[Activity]
Search the records below for the word "broadcasted" and show every line where it occurs.

[Stored data]
..............................

PR #1258, opened 2024-06-05
eth: broadcast block to static and trusted peers as well

pratikspatil024:
# Description

The block is broadcasted to only Sqrt(peers) in geth. We observed that in case of validator-sentry architecture, the validator, sometime, might not receive a block which will force the validator to mine on his own, resulting in a reorg.

In this PR, we are making sure that the block will be broadcasted to all the static and trusted peers of a particular node.

# Changes

# Breaking changes

# Nodes audience

# Checklist

# Cross repository changes

    - In case link the PR here:
    - In case link the PR here:

## Testing

- [ ] I have added unit tests

### Manual tests

# Additional comments

### DIFF
--- a/eth/handler.go
+++ b/eth/handler.go
@@ -606,6 +606,17 @@ func (h *handler) BroadcastBlock(block *types.Block, propagate bool) {
 			log.Error("Propagating dangling block", "number", block.Number(), "hash", hash)
 			return
 		}
+
+		// These are the static and trusted peers which are not
+		// in `transfer := peers[:int(math.Sqrt(float64(len(peers))))]`
+		staticAndTrustedPeers := []*ethPeer{}
+
+		for _, peer := range peers[int(math.Sqrt(float64(len(peers)))):] {
+			if peer.IsTrusted() || peer.IsStatic() {
+				staticAndTrustedPeers = append(staticAndTrustedPeers, peer)
+			}
+		}
+
 		// Send the block to a subset of our peers
 		transfer := peers[:int(math.Sqrt(float64(len(peers))))]
 		for _, peer := range transfer {
@@ -613,6 +624,14 @@ func (h *handler) BroadcastBlock(block *types.Block, propagate bool) {
 		}
 
 		log.Trace("Propagated block", "hash", hash, "recipients", len(transfer), "duration", common.PrettyDuration(time.Since(block.ReceivedAt)))
+
+		// Send the block to the trusted and static peers
+		for _, peer := range staticAndTrustedPeers {
+			log.Trace("Propagating block to static and trusted peer", "hash", hash, "peerID", peer.ID())
+			peer.AsyncSendNewBlock(block, td)
+		}
+
+		log.Trace("Propagated same block to additional static and trusted peers", "hash", hash, "recipients", len(staticAndTrustedPeers), "duration", common.PrettyDuration(time.Since(block.ReceivedAt)))
 
 		return
 	}
--- a/eth/protocols/eth/peer.go
+++ b/eth/protocols/eth/peer.go
@@ -470,6 +470,16 @@ func (p *Peer) RequestTxs(hashes []common.Hash) error {
 	})
 }
 
+// IsTrusted returns whether the peer is a trusted peer or not.
+func (p *Peer) IsTrusted() bool {
+	return p.Info().Network.Trusted
+}
+
+// IsStatic returns whether the peer is a static peer or not.
+func (p *Peer) IsStatic() bool {
+	return p.Info().Network.Static
+}
+
 // knownCache is a cache for known hashes.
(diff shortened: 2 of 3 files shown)


eth/handler.go
```diff
@@ -606,13 +606,30 @@ func (h *handler) BroadcastBlock(block *types.Block, propagate bool) {
 			log.Error("Propagating dangling block", "number", block.Number(), "hash", hash)
 			return
 		}
+
+		// These are the static and trusted peers which are not
+		// in `transfer := peers[:int(math.Sqrt(float64(len(peers))))]`
+		staticAndTrustedPeers := []*ethPeer{}
+
+		for _, peer := range peers[int(math.Sqrt(float64(len(peers)))):] {
```
marcello33, line 614: Not sure about this, just asking: shouldn't this cycle go over the whole range of peers?

eth/handler.go
```diff
@@ -606,13 +606,30 @@ func (h *handler) BroadcastBlock(block *types.Block, propagate bool) {
...
 		}
 
-		log.Trace("Propagated block", "hash", hash, "recipients", len(transfer), "duration", common.PrettyDuration(time.Since(block.ReceivedAt)))
+		// Send the block to the trusted and static peers
+		for _, peer := range staticAndTrustedPeers {
+			log.Trace("Propagating block to static and trusted peer", "hash", hash, "peer", peer.ID())
+			peer.AsyncSendNewBlock(block, td)
+		}
+
+		log.Trace("Propagated block", "hash", hash, "recipients", len(transfer)+len(staticAndTrustedPeers), "duration", common.PrettyDuration(time.Since(block.ReceivedAt)))
```
marcello33, line 632: WDYT about logging the number of `transfer` recipient AND the number of `staticAndTrustedPeers` recipients?

eth/handler.go
```diff
@@ -606,13 +606,30 @@ func (h *handler) BroadcastBlock(block *types.Block, propagate bool) {
...
 		// Send the block to a subset of our peers
 		transfer := peers[:int(math.Sqrt(float64(len(peers))))]
 		for _, peer := range transfer {
 			peer.AsyncSendNewBlock(block, td)
 		}
 
-		log.Trace("Propagated block", "hash", hash, "recipients", len(transfer), "duration", common.PrettyDuration(time.Since(block.ReceivedAt)))
+		// Send the block to the trusted and static peers
+		for _, peer := range staticAndTrustedPeers {
+			log.Trace("Propagating block to static and trusted peer", "hash", hash, "peer", peer.ID())
```
marcello33, line 628: Shall we rename `peer` to `peerID`, for clarity?

eth/protocols/eth/peer.go
```diff
@@ -470,6 +470,16 @@ func (p *Peer) RequestTxs(hashes []common.Hash) error {
 	})
 }
 
+// IsTrusted returns whether the peer is a trusted peer or not.
+func (p *Peer) IsTrusted() bool {
+	return p.Info().Network.Trusted
```
marcello33, line 475: here and below, for both functions, no risks of `nil` pointers exceptions, right?

eth/handler.go
pratikspatil024: So this loop is to only get those static and trusted peers which are not eligible for the legacy broadcast. The peers we are skipping here are already included below
```
transfer := peers[:int(math.Sqrt(float64(len(peers))))]
```

I have mentioned this in the comment
```
// These are the static and trusted peers which are not
// in `transfer := peers[:int(math.Sqrt(float64(len(peers))))]`
staticAndTrustedPeers := []*ethPeer{}
```

eth/handler.go
pratikspatil024: Actually `peer` here is the `*ethPeer` structure. `peerID` would be `peer.ID()`

eth/handler.go
pratikspatil024: Makes sense. I refactored the log into 2 parts to keep the geth code unchanged. Does it makes sense?

eth/protocols/eth/peer.go
pratikspatil024: Yes, I think we should be fine here. Checked the `Info()` function and other occurances of it being called.

ssandeep (approved):

eth/handler.go
marcello33: Yeah, I meant in the trace log, where you print `peer` as `peer.ID()`
Anyway, minor one

marcello33 (approved):

cffls (approved):
LGTM

manav2401 (approved):

eth/handler.go
pratikspatil024: Oops, my bad. Updated, thanks!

..............................

[Solution to the problem]
The block is broadcasted to only Sqrt(peers) in geth. We observed that in case of validator-sentry architecture, the validator, sometime, might not receive a block which will force the validator to mine on his own, resulting in a reorg.
In this PR, we are making sure that the block will be broadcasted to all the static and trusted peers of a particular node.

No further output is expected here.